I want to prove that the group $(\mathbb{Z}/p^2\mathbb{Z})^\times\ltimes \mathbb{Z}/p\mathbb{Z}$ has a unique subgroup of index $p^2$.
I know that $(\mathbb{Z}/p^2\mathbb{Z})^\times$ is cyclic of order $p(p-1)$, hence by the Chinese remainder theorem isomorphic to $\mathbb{Z}/p\mathbb{Z}\times \mathbb{Z}/(p-1)\mathbb{Z}$, but this doesn't seem to get me much further.
My teacher sees this as a triviality, but I don't seem to see it.. Could someone provide any help?

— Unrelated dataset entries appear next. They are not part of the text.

PR #5114, opened 2020-10-19
Revert "caregivers google analytics event"

lihanli:
based on discussions with stakeholders we have decided not to send this GA event anymore from the backend
https://github.com/department-of-veterans-affairs/va.gov-team/issues/8081#issuecomment-712333586

Reverts department-of-veterans-affairs/vets-api#4983


thilton-oddball (approved):
Looks good!

PR #5115, opened 2020-10-19
add lihan to flipper admin users

lihanli:
## Description of change
add myself to flipper admin users so i can change ch33 direct deposit flipper settings


thilton-oddball (approved):
Looks good

PR #5118, opened 2020-10-19
14870 mobile API logout

kreek:
## Description of change
Adds the `/mobile/v0/user/logout` endpoint which revokes the user's IAM SSOe OAuth access token and then clears the IAM user, user identity, and session objects from redis.

## Original issue(s)
department-of-veterans-affairs/va.gov-team#14870

* Adds rails logs for logout success or failure
* Mobile swagger docs updated

testing done: local unit and integration tests
testing planned: staging integration tests


modules/mobile/app/controllers/mobile/v0/users_controller.rb
```diff
@@ -9,6 +9,13 @@ def show
         render json: Mobile::V0::UserSerializer.new(@current_user, options)
       end
 
+      def logout
+        session_manager = IAMSSOeOAuth::SessionManager.new(access_token)
+        session_manager.logout
+
+        head(:ok)
```
jjulian, line 16: 👍 for a nice short response!

modules/mobile/spec/support/iam_session_helper.rb
```diff
@@ -36,6 +36,7 @@ def iam_sign_in(iam_user = FactoryBot.build(:iam_user), access_token = nil)
 
   config.before :each, type: :request do
     Flipper.enable('mobile_api')
+    Flipper.enable('va_online_scheduling')
```
jjulian, line 39: Is this supposed to be part of this PR?

lib/iam_ssoe_oauth/configuration.rb
```diff
@@ -35,6 +35,7 @@ def connection
         base_path, headers: base_request_headers, request: request_options, ssl: ssl_options
       ) do |conn|
         conn.use :breakers
+        conn.use Faraday::Response::RaiseError
```
jjulian, line 38: Does this change impact the introspect call?

lib/iam_ssoe_oauth/session_manager.rb
```diff
@@ -15,8 +15,34 @@ def find_or_create_user
...
 
+    def destroy_user_session
+      uuid = @session.uuid
+
+      identity_destroy_count = IAMUserIdentity.find(uuid).destroy
+      user_destroy_count = IAMUser.find(uuid).destroy
+      session_destroy_count = @session.destroy
+
+      # redis returns number of records successfully deleted
+      if [identity_destroy_count, user_destroy_count, session_destroy_count].sum == 3
```
jjulian, line 33: Is it possible one of these counts gets returned as 2? That could throw off the sum and lead to a false positive.

jjulian (changes requested):
Looks good, a couple detailed questions before we move forward

lib/iam_ssoe_oauth/configuration.rb
kreek: It does, although an inactive response from the introspect call is a 200 and doesn't throw an error (we catch it and return unauthorized). I could add the same 500-> 502 catch there.

lib/iam_ssoe_oauth/session_manager.rb
kreek: technically possible 😄 I had it as `.all? { |c| c == 1 } ` before I'll change it to != 0

modules/mobile/spec/support/iam_session_helper.rb
kreek: no, removed

lib/iam_ssoe_oauth/session_manager.rb
```diff
@@ -15,8 +15,34 @@ def find_or_create_user
...
 
+    def destroy_user_session
+      uuid = @session.uuid
+
+      identity_destroy_count = IAMUserIdentity.find(uuid).destroy
+      user_destroy_count = IAMUser.find(uuid).destroy
+      session_destroy_count = @session.destroy
+
+      # redis returns number of records successfully deleted
+      if [identity_destroy_count, user_destroy_count, session_destroy_count].all? { |c| c != 0 }
```
jjulian, line 33:
```suggestion
      if [identity_destroy_count, user_destroy_count, session_destroy_count].all? { |c| c > 0 }
```
Reads "if all of these are greater than zero" which I think is mildly more readable than "if all of these are not equal to zero"

lib/iam_ssoe_oauth/session_manager.rb
```diff
@@ -15,8 +15,34 @@ def find_or_create_user
...
+        Rails.logger.info('IAMUser log out success', uuid: uuid)
+        true
+      else
+        Rails.logger.warn('IAMUser log out failure', uuid: uuid, status: {
```
jjulian, line 37: Should the api consumer make an effort not to call /logout unless they think a session is in-progress? Looks like the only side-effect is this warning log message.

jjulian (approved):

thilton-oddball (approved):
I think I followed everything on this and it looks good.

PR #5121, opened 2020-10-20
Raise on missing tranlsations in test

annaswims:
## Description of change
In rails test mode, raise if we call a missing translation key


thilton-oddball (approved):
LGTM

PR #5122, opened 2020-10-20
added va_eauth_birlsfilenumber to the sanitizer list as it may contai…

joeniquette:
Added va_eauth_birlsfilenumber to the sanitizer list as it may contain SSNs in plain text in some circumstances.

## Original issue(s)


thilton-oddball (approved):
LGTM

PR #5128, opened 2020-10-20
Update EVSS file upload retry

annaswims:
## Description of change
app/workers/evss/disability_compensation_form/submit_uploads.rb
and app/workers/evss/document_upload.rb call the same EVSS endpoint.  We should retry the jobs in case of EVSS/partner downtime.  

The jobs were retrying fo4 4h or 21 days.  I've updated them both to be ~1d which is the likely max downtime.


thilton-oddball (approved):
LGTM

PR #5132, opened 2020-10-21
Circle failing spec

LindseySaari:
## Description of change
A preneeds attachment swagger spec fails in CircleCI if the mime type isn’t specified “application/pdf”.  In [this example](https://app.circleci.com/pipelines/github/department-of-veterans-affairs/vets-api/7730/workflows/52514dc1-6672-422c-ac06-2f0710661239/jobs/16316), if the application/pdf type is not specified, the code attempts a pdf conversion because [file.content_type is nil](https://github.com/department-of-veterans-affairs/vets-api/blob/master/app/uploaders/preneed_attachment_uploader.rb#L44-L46). (If not_pdf? Is true, then the pdf file conversion proceeds and throws an error because content type is nil) By specifying application/pdf, the correct mime type is passed into the uploader. As seen in the PreneedAttachmentsController [spec](https://github.com/department-of-veterans-affairs/vets-api/blob/master/spec/controllers/v0/preneeds/preneed_attachments_controller_spec.rb#L9), the mime type is specified. 

ImageMagick was also not being installed as a dependency.

## Original issue(s)
department-of-veterans-affairs/va.gov-team#13564

## Testing 
- [x] Tested spec test suit run in Circle


thilton-oddball (approved):
Looks good!

PR #5133, opened 2020-10-21
Olivebranch patch to support uninflected va

erluti:
This PR is a patch for olivebranch to return two VA keys when one has been capitalized by the inflection so that it's backwards compatible with endpoints expecting it as `Va`.

Here's the olivebranch middleware I'm overriding the `call` method of https://github.com/vigetlabs/olive_branch/blob/master/lib/olive_branch/middleware.rb

This PR will merge into the main VA inflection PR.


lib/olive_branch_patch.rb
```diff
@@ -0,0 +1,78 @@
...
+  end
+
+  private
+
+  VA_KEY_VALUE_PAIR_REGEX = /("[^"]+VA[^"]*"):("[^"]*"|\d+|true|false|null)/.freeze
+
+  def duplicate_basic_va_keys!(json)
+    json.gsub!(VA_KEY_VALUE_PAIR_REGEX) do |va_key_value|
+      key, value = va_key_value.split(':')
+      "#{key}:#{value}, #{key.gsub('VA', 'Va')}:#{value}"
```
kfrz, line 31: from @erluti This is subbing the "improper" value to be backwards compatible

kfrz (approved):
This looks great! Walked through with you on the call. Nice work testing!

spec/lib/olive_branch_patch_spec.rb
```diff
@@ -0,0 +1,163 @@
+# frozen_string_literal: true
+
```
LindseySaari, line 2: Really nice test coverage here! 💯

PR #5922, opened 2021-02-12
Allow Specifying a Date Range For BDD Stats Mode (form526 rake task)

edmangimelli:
Running BDD stats is very slow as it must decrypt many submissions.

### Acceptance Criteria

- [x] Allow specifying a date range when pulling BDD stats, allowing someone to pull stats only for the dates they need. *(I end up running this once or twice a week, and I keep the stats for all the previous months. This way I can pull stats just for the days I don't have.)*


thilton-oddball (approved):
Looks good!

PR #5926, opened 2021-02-12
Questionnaire Manager must return aggregated data

dillo:
## Description of change

- Questionnaire Manager now returns an aggregated set of data when the `/health_quest/v0/questionnaire_manager` route is invoked.
- The `transformer.rb` class is a bit heavy on the data structure and algorithms implementation and is intentionally imperative in style and design. We can think about abstracting some of the code away into newer classes if necessary but I feel that having the computation heavy pieces in one area will make the code easier to read and understand.
## Original issue(s)
department-of-veterans-affairs/va.gov-team#19015

- [x] RSpec tests have been written and are passing.


thilton-oddball (approved):
All looks good. Temporarily disabling LOC check based on long specs.

PR #5929, opened 2021-02-12
Updates IAM user model with MHV id, LOA fix

patrickvinograd:
Adds MHV identifier to IAM user identity payload, for use in invoking MHV APIs. 

Also fixes LOA interpretation to match VA.gov's, so that DSLogon or MHV assurance level 2 will be interpreted as LOA3 for authorization purposes.

## Original issue(s)

### DIFF
--- a/app/models/iam_user_identity.rb
+++ b/app/models/iam_user_identity.rb
@@ -66,7 +66,7 @@ class IAMUserIdentity < ::UserIdentity
 
   # Return a single mhv id from a possible comma-separated list value attribute
   def self.valid_mhv_id(id_from_profile)
-    # TODO: For now, log instances of duplicate MHV ID. 
+    # TODO: For now, log instances of duplicate MHV ID.
     # See issue #19971 for consideration of whether to reject access
     # to features using this identifier if this happens.
     mhv_ids = (id_from_profile == 'NOT_FOUND' ? nil : id_from_profile)
--- a/app/models/iam_user_identity.rb
+++ b/app/models/iam_user_identity.rb
@@ -1,10 +1,14 @@
 # frozen_string_literal: true
 
+require 'sentry_logging'
+
 # Subclasses the `UserIdentity` model. Adds a unique redis namespace for IAM user identities.
 # Like the it's base model it acts as an adapter for the attributes from the IAMSSOeOAuth::Service's
 # introspect endpoint.Adds IAM sourced versions of ICN, EDIPI, and SEC ID to pass to the IAMUser model.
 #
 class IAMUserIdentity < ::UserIdentity
+  extend SentryLogging
+
   PREMIUM_LOAS = [2, 3].freeze
   UPGRADE_AUTH_TYPES = %w[DSL MHV].freeze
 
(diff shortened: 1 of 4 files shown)


patrickvinograd (commented):
Alastair's additions LGTM

kreek (approved):
LGTM 🚀

app/models/iam_user_identity.rb
```diff
@@ -5,6 +5,9 @@
 # introspect endpoint.Adds IAM sourced versions of ICN, EDIPI, and SEC ID to pass to the IAMUser model.
 #
 class IAMUserIdentity < ::UserIdentity
+  PREMIUM_LOAS = [2, 3].freeze
+  UPGRADE_AUTH_TYPES = %w[DSL MHV].freeze
```
jjulian, line 9: Can these values ever come to us in lower or mixed case?

app/models/iam_user_identity.rb
```diff
@@ -52,4 +59,14 @@ def set_expire
   def uuid
     Digest::UUID.uuid_v5(@iam_sec_id, @iam_icn)
   end
+
+  # Return a single mhv id from a possible comma-separated list value attribute
+  def self.valid_mhv_id(id_from_profile)
+    # TODO: site login fails if multiple _different_ MHV IDs are present
+    # Should this code be doing the same? Or at least logging a warning?
+    # see lib/saml/user_attributes/ssoe.rb for example validation
```
jjulian, line 67: I feel like we should resolve these comments before merging.

jjulian (approved):
Looks good, just two notes

app/models/iam_user_identity.rb
patrickvinograd: It's not clear  what the right thing to do is. On VA.gov, when this  occurs we prevent sign-in, and we have the opportunity to present a clear  error  message during the sign-in flow. 

Here, IAM is going to issue the access token successfully. We can prevent this API request, but we could be instantiating this user identity object for any of the OAuth-based API endpoints - it's not like there's a first API  request  that always happens after token issuance. That means any part of the app that makes an API request needs to be prepared to handle getting an error back and presenting something meaningful to the user. And we need to define what that error is.

Would you be okay if we filed a launch-blocker ticket and revisited it, in the interest of  getting the MHV integration moving  along?

jjulian: That sounds good, thanks Patrick. For the sake of this PR, let's log a warning and at least we have some visibility into how often this occurs.

lexicalninja: Do we want to just log a warning or create a Crashlytics event for this?

lexicalninja: I guess probably not crashlytics here, but is there a way to make it easy to pull a report on this?

patrickvinograd: Two other mitigation options:

1) Get the IAM team to alter their logic such that they don't issue an access token if they detect multiple MHV IDs. But what if the  second  MHV ID is added _after_ the refresh token is issued? Complex.

2) Just gate access to MHV features such as SM - i.e. remove the MHV ID from the session, and  thus secure messaging will disappear from the authorizedServices list. There's no reason to gate access to claims becaause of a duplicate  MHV ID, for example.  Might need a "why can't I  access?" UX  consideration though.

patrickvinograd: I filed this issue for follow-up: https://github.com/department-of-veterans-affairs/va.gov-team/issues/19971

patrickvinograd: We can also log a sentry event for it for visibility.

thilton-oddball (approved):
Looks good!

app/models/iam_user_identity.rb
kreek: I'd need to double check with the IAM team, but I don't think so

patrickvinograd: Anything's possible but I really doubt it.

PR #5932, opened 2021-02-13
Issuer Non-Dependent JWKs endpoint

lukemarkwordtlibertyits:
## Description of change

Okta JWKs endpoint should be issuer agnostic.

## Original issue(s)
https://vajira.max.gov/browse/API-4992

Currently, the okta_service keys method reaches out to the issuer's metadata endpoint to find the jwks endpoint. The issuer's metadata endpoint is assumed to be at `/.well-known/openid-configuration`. IAM integration will make this assumption false. The metadata endpoint needs to be agnostic to the issuer.

Access Tokens have the issuer, but not the metadata endpoint. There is no way to know just by looking at the Access Token where the metadata endpoint is. For this reason, Vets-API will have to be aware of the endpoints. I purpose adding the following config values to Vets-API.

```yml
oidc:
  issuers:
    - prefix: "https://example.com/"
      metadata: ".well-known/openid-configuration"
      proxy: "internal-dsva-vagov whatever"
```
Vets-API can use this information to determine the metadata endpoint location based on the issuer-prefix provided by the Access Token.

## TODO

- [x] Created an Automated test script to assist in development
- [x] Create Config PR
  - https://github.com/department-of-veterans-affairs/devops/pull/8522
- [x] Any Changes that need to be made to the Config Folder???
- [x] Any Test adjustments
- [x] Implement
- [x] Revert Gemfile
- [x] Draft to Ready

# Testing

```sh
curl -X POST \
    -s \
    -w "%{http_code}" \
    -H 'Accept: application/json' \
    -H 'Content-Type: application/json' \
    -H "Authorization: Bearer ${token}" \
    --data-raw "{ 'aud': "$AUD" }" \
    -o "$curl_body" \
    "$HOST/internal/auth/v1/validation" > "$curl_status"
cat $curl_status
cat $curl_body
```
## Happy Path
- Make call to validation endpoint on a whitelisted issuer.

### expected results
```
# curl_status
200
```

```json
# Validation object
{
  "data": {
    "id": "...",
    "type": "validated_token",
    "attributes": {
      "ver": 1234,
      "jti": "...",
      "iss": "http://example.com",
      "aud": "...",
      "iat": 1234,
      "exp": 2345,
      "cid": "...",
      "uid": "...",
      "scp": [
        "...",
        "...",
        "..."
      ],
      "sub": "...",
      "va_identifiers": {
        "icn": "..."
      }
    }
  }
}
```
- [x] Passed

## Non whitelisted issuer prefix
- Make call to validation endpoint on a non whitelisted issuer prefix.

### Expected Results
- [x] status 401
- [x] following body
```json
{
  "errors": [
    {
      "title": "Open Id Service Error",
      "detail": "Invalid issuer",
      "code": "401",
      "status": "401"
    }
  ]
}
```
- [x] Passed

## Bad issuer
- Make validation call for a whitelisted issuer prefix, with a bad issuer reference

### Expected results
- [x] status 404
- [x] following body
```json
{
  "errors": [
    {
      "title": "Open Id Service Error",
      "detail": "Issuer not found",
      "code": "404",
      "status": "404"
    }
  ]
}
```

- [x] Passed


beaugrantham-va (changes requested):
One of the items discussed around this was to move out of the "okta/service.rb" class, as it's no longer Okta specific. It looks like this never made it into the A/C for the story but I think it should be there. I'll update the story.

- [x] Refactor this functionality out of `okta/service.rb`

This change bypasses the forward-proxy and goes right to the issuer. We should continue to go through the proxy as this is the pattern that vets-api generally follows globally. This may mean refactoring the config to store multiple attributes about an issuer.

- [ ] Traffic should continue to go through the forward-proxy (defined by issuer prefix)

lib/oidc/service.rb
```diff
@@ -0,0 +1,41 @@
...
+
+    def oidc_jwks_keys(iss)
+      url = metadata(iss).body['jwks_uri']
+      with_monitoring do
+        call_no_token('get', url)
+      end
+    end
+
+    def get_metadata_endpoint(iss)
+      metadata_endpoint = Settings.oidc.issuers.find { |s| iss.downcase.include? s['prefix'].downcase }
```
beaugrantham-va, line 36: Two observations...

I think this should be `starts_with` instead of `include`, and I think it needs some error handling if it doesn't know how to proxy the request.

Given:
```
irb(main):042:0> issuers = [ { 'prefix' => 'https://www.example.com/known-issuer', 'proxy' => 'https://www.example.com/proxy' } ]
=> [{"prefix"=>"https://www.example.com/known-issuer", "proxy"=>"https://www.example.com/proxy"}]
```

Happy path - request is modified and sent through the proxy
```
irb(main):049:0> iss = 'https://www.example.com/known-issuer'
=> "https://www.example.com/known-issuer"
irb(main):050:0> metadata_endpoint = issuers.find { |s| iss.downcase.include? s['prefix'].downcase }
=> {"prefix"=>"https://www.example.com/known-issuer", "proxy"=>"https://www.example.com/proxy"}
irb(main):051:0> proxied_iss = iss.gsub(metadata_endpoint['prefix'], metadata_endpoint['proxy'])
=> "https://www.example.com/proxy"
```

Known issuer, but in random location - request is modified but does not go through the proxy
```
irb(main):056:0> iss = 'https://www.example.com/unknown-issuer?q=https://www.example.com/known-issuer'
=> "https://www.example.com/unknown-issuer?q=https://www.example.com/known-issuer"
irb(main):057:0> metadata_endpoint = issuers.find { |s| iss.downcase.include? s['prefix'].downcase }
=> {"prefix"=>"https://www.example.com/known-issuer", "proxy"=>"https://www.example.com/proxy"}
irb(main):058:0> proxied_iss = iss.gsub(metadata_endpoint['prefix'], metadata_endpoint['proxy'])
=> "https://www.example.com/unknown-issuer?q=https://www.example.com/proxy"
```

Unknown issuer - exception
```
irb(main):062:0> iss = 'https://www.example.com/unknown-issuer'
=> "https://www.example.com/unknown-issuer"
irb(main):063:0> metadata_endpoint = issuers.find { |s| iss.downcase.include? s['prefix'].downcase }
=> nil
irb(main):064:0> proxied_iss = iss.gsub(metadata_endpoint['prefix'], metadata_endpoint['proxy'])
Traceback (most recent call last):
        4: from /usr/bin/irb:23:in `<main>'
        3: from /usr/bin/irb:23:in `load'
        2: from /Library/Ruby/Gems/2.6.0/gems/irb-1.0.0/exe/irb:11:in `<top (required)>'
        1: from (irb):64
NoMethodError (undefined method `[]' for nil:NilClass)
```

beaugrantham-va: > and I think it needs some error handling if it doesn't know how to proxy the request.

Or maybe these do just fall through and skip the proxy? I wonder if Derek has an opinion.

dbrown-va: I've thought the same about requests that don't appear to go through the proxy.  There are a number of url's listed in the config yaml's that skip the fwd proxy, so I think the request would fall through and skip the proxy.

If a prefix is found, then the `iss.gsub(metadata_endpoint['prefix'], metadata_endpoint['proxy'])` should succeed.

Maybe `issuers.find` needs to return an error immediately if a match isn't found rather than relying on the NoMethodError for cases without matches?

dbrown-va: The `app/models/token.rb` `valid_issuer?` method will need to be updated to check the different possible issuers as well.
https://github.com/department-of-veterans-affairs/vets-api/blob/master/app/models/token.rb#L50

With that check in place, the `get_metadata_endpoint` should be able to focus on just translating the issuer to the fwd proxied url.

lukemarkwordtlibertyits: I see your points. As Derek mentioned if when we update the `valid_issuer?` method then the invalid prefix error would return
```json
{
  "errors": [
    {
      "title": "Not authorized",
      "detail": "Invalid issuer",
      "code": "401",
      "status": "401"
    }
  ]
}
```
Which will be an acceptable error, but the unknown issuer on a valid prefix is a bit more complicated. 

If we let the error bubble up we would receive

```json
{
  "errors": [
    {
      "title": "Internal server error",
      "detail": "Internal server error",
      "code": "500",
      "status": "500",
      "meta": {
        "exception": "undefined method `index' for nil:NilClass",
        "back_trace": [..]
      }
    }
  ]
}  
```
I'm unsure if this is ok? We could throw an invalid issuer error?

TODO
- [ ] issuer check should be `starts_with?` 
- [ ] add error handling for invalid prefix
- [ ] add error handling for unkown_issuer

beaugrantham-va: Re-grouping my thoughts on this...

This metadata-fetching-functionality is generic (supports any issuer) but that issuer must be whitelisted in the config, otherwise it has no idea which endpoint (`openid-configuration`, `oauth-authorization-server`, etc) to build/query.

Based on that, I think the question about fall-through is not applicable.

If a matching config entry can not be found, an error should be gracefully raised. The caller is responsible for deciding how they want to handle it.

If a matching config entry is found, it should be expected to have a proxy route and a metadata endpoint.

app/models/token.rb
```diff
@@ -50,7 +50,8 @@ def validate_token
   def valid_issuer?
     decoded_token = JWT.decode(@token_string, nil, false, algorithm: 'RS256')
     iss = decoded_token[0]['iss']
-    !iss.nil? && iss.match?(%r{^#{Regexp.escape(Settings.oidc.issuer_prefix)}/\w+$})
```
beaugrantham-va, line 53: This is going to change some behavior and permit unexpected issuers. Let's have a call to walk through when Derek is available.

dbrown-va (approved):

dbrown-va:
Devops configuration addition has been merged and built.  Merging now.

The order of your group is $p^2(p-1)$, so every subgroup of index $p^2$ has order $p-1$. For $p=2$ the claim is clearly true as any group has a unique subgroup of order $1$. So suppose $p>2$.
Let $a\in(\Bbb{Z}/p^2\Bbb{Z})^{\times}$ and $b\in\Bbb{Z}/p\Bbb{Z}$. Computing powers of $(a,b)$ shows that $$(a,b)^2=(a^2,b(a+1)),\qquad (a,b)^3=(a^3,b(a^2+a+1)),$$ and in general, if $a\neq1$, for any positive integer $k$ we have $$(a,b)^k=\Big(a^k,b\sum_{i=0}^{k-1}a^k\Big)=\Big(a^k,b\tfrac{a^k-1}{a-1}\Big).\tag{1}$$ From this it easily follows that the order of $(a,b)$ equals the order of $a$.
Now pick some $a\in(\Bbb{Z}/p^2\Bbb{Z})^{\times}$ of order $p-1$ and pick any two distinct elements $b_1,b_2\in\Bbb{Z}/p\Bbb{Z}$. Then the expression in $(1)$ makes it easy to verify that for all $k$ we have $$(a,b_1)\neq(a,b_2)^k,$$ so $(a,b_1)$ and $(a,b_2)$ generate two distinct subgroups of order $p-1$.